Midterm-Yaseen Flashcards
What is supervised learning?
- Goal is to make accurate predictions for new, never-before-seen data
- we have input and output pairs to “learn” from
Examples:
- k-Nearest Neighbors
- Linear Models
- Naive Bayes Classifiers
- Decision Trees
- Ensembles of Decision Tress
- Kernelized Support Vector Machines
- Neural Networks (Deep Learning)
Describe the k-Nearest Neighbors algorithm.
-Utilizing the training dataset, find the nearest data points and classify according these data points.
Note:
For KNeighborsClassifier we use majority vote to determine classificaiton
For KnEighborsRegressor we use mean (R^2)
Explain what is meant by “underfitting.”
A model that cannot capture the variations present in the training data.
Explain the concept of “overfitting.”
A model that focuses too much on the training data and is not able to generalize to the new data very well
When should we use Nearest Neighbors methods?
- ideal for small datasets
- good as a baseline
- easy to explain
When should we use Linear Models?
- go-to as a first method
- good for very large datasets
- good for very high-dimensional data
When should we use Naive Bayes?
- Only used for classification
- faster than linear models
- good for very large datasets and high-dimensional data
Disadvantage: often less accurate than linear models
What are the advantages of Decision Tree methods?
- very fast
- don’t need scaling of the data
- can visualize and easily explained
What are the advantages of Random Forest?
- Nearly always perform better than a single decision tree
- very robust and powerful
- Does NOT require scaling of data
What is a disadvantage of Random Forest? (When should they not be used)
Not good for high-dimensional sparse data
Compare Gradient boosted decision Trees and Random Forests in terms of advantages.
- Gradient forests are slightly more accurate than random forests
- Gradient forests are slower to train than random forests
- Gradient forests are faster to predict and smaller in memory than random forests
- Gradient forests require more parameter tuning than random forests
Describe the advantages of Support Vector Machines.
- powerful for medium-sized datasets of features with similar meaning
- Does require scaling of data
- sensitive to parameter settings
Describe the advantages of Neural Networks
- Can build very complex models (particularly for large datasets)

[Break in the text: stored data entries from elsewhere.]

PR #985, opened 2021-12-16
feat(donate-stripe): hide fee checkbox if fees are zero

adekbadek:
### All Submissions:

Allows hiding of cover-fees checkbox (#928) if the fees amount to 0.

_Follow steps in https://github.com/Automattic/newspack-plugin/pull/1376_

### Other information:

### DIFF
--- a/src/blocks/donate/streamlined.js
+++ b/src/blocks/donate/streamlined.js
@@ -135,7 +135,7 @@ export const processStreamlinedElements = ( parentElement = document ) =>
 			if ( feesAmountEl ) {
 				const formValues = Object.fromEntries( new FormData( formElement ) );
 				const feeAmount = getFeeAmount( formElement );
-				feesAmountEl.innerHTML = `(${ CURRENCY_SYMBOL }${ feeAmount } ${ FREQUENCIES[
+				feesAmountEl.innerHTML = `(${ CURRENCY_SYMBOL }${ feeAmount.toFixed( 2 ) } ${ FREQUENCIES[
 					formValues.donation_frequency
 				].toLowerCase() })`;
 			}
--- a/src/blocks/donate/streamlined.js
+++ b/src/blocks/donate/streamlined.js
@@ -60,6 +60,12 @@ const getAmount = formValues => {
 	return parseFloat( formValues.amount );
 };
 
+export const computeFeeAmount = ( amount, feeMultiplier, feeStatic ) => {
+	return parseFloat(
+		( ( ( amount + feeStatic ) / ( 100 - feeMultiplier ) ) * 100 - amount ).toFixed( 2 )
+	);
+};
+
 const getFeeAmount = formElement => {
 	const formValues = Object.fromEntries( new FormData( formElement ) );
 	const amount = getAmount( formValues );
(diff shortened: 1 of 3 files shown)


src/blocks/donate/streamlined.js
```diff
@@ -60,19 +60,20 @@ const getAmount = formValues => {
 	return parseFloat( formValues.amount );
 };
 
+export const computeFeeAmount = ( amount, feeMultiplier, feeStatic ) => {
+	return parseFloat(
```
dkoo, line 64: We're using `toFixed( 2 )` to control the number of digits that appear in the fee amount, but `parseFloat` will subsequently drop trailing zeroes anyway, so a number like `5.30` will get printed as `5.3` on the front-end:

Screen Shot 2022-01-03 at 1 07 13 PM

This could be solved by using `toString()` on the return value instead, which will ensure that the amount will always get printed with two decimals.

But even better, would it be possible to use the site's active currency plus [`toLocaleString()`](https://developer.mozilla.org/en-US/docs/Web/JavaScript/Reference/Global_Objects/Number/toLocaleString) to render the amount in the proper currency format? This might be overkill but it would ensure that the formatting always matches the active currency.

src/blocks/donate/streamlined.js
```diff
@@ -60,19 +60,20 @@ const getAmount = formValues => {
...
+		( ( ( amount + feeStatic ) / ( 100 - feeMultiplier ) ) * 100 - amount ).toFixed( 2 )
```
dkoo, line 65: I think this math is slightly off, if I'm not mistaken. Are the default values (`2.9` and `0.3`) coming from Stripe's [integrated pricing](https://stripe.com/pricing)? If so, shouldn't this calculation be:

```suggestion
		( amount * ( feeMultiplier / 100 ) + feeStatic ).toFixed( 2 )
```

Given a donation amount of $100, the fee should be:

Multiplier: 2.9% of $100 = $2.90
Static: $0.30
Total fee: $3.20

Right?

src/blocks/donate/streamlined.test.js
```diff
@@ -42,6 +42,21 @@ const createDOM = settings => {
 	return document.body;
 };
 
+describe( 'fee computation', () => {
+	it( 'computes fee with default values', () => {
+		expect( computeFeeAmount( 1, 2.9, 0.3 ) ).toBe( 0.34 );
```
dkoo, line 47: These test values will need to be updated along with the `computeFeeAmount` function.

dkoo (changes requested):
As I was testing this I think I caught a math error in the function computing the fee amount. Also have a suggestion on rendering the fee on the front-end as a formatted currency string instead of as a float.

src/blocks/donate/streamlined.js
adekbadek: Fixed in 57aabfcba58e83de5bffafa0ad07e3b77eb7a019. I think using `toLocaleString` is an overkill – and also on the PHP side the currency symbol is used, so that's more coherent.

src/blocks/donate/streamlined.js
dkoo: Aha, that makes sense. Thanks for explaining.

dkoo (approved):
Changes look good 👍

- Sensitive to scaling of the data and choice of parameters
- large models require a long time to train
What are the two primary types of unsupervised learning?
- unsupervised transformations: creating a new representation of data which might be easier for humans or other machine learning algorithms to understand compared to the original representation.
(dimensionality reduction, topic extraction) - Clustering algorithms: partition data into distinct groups of similar items.
(like clustering in supervised learning but we don’t have output to compare to)
What is the primary challenge in unsupervised learning?
- no outcome to compare to (how well did we do? nobody knows!)
- We must manually inspect the results to see how we did.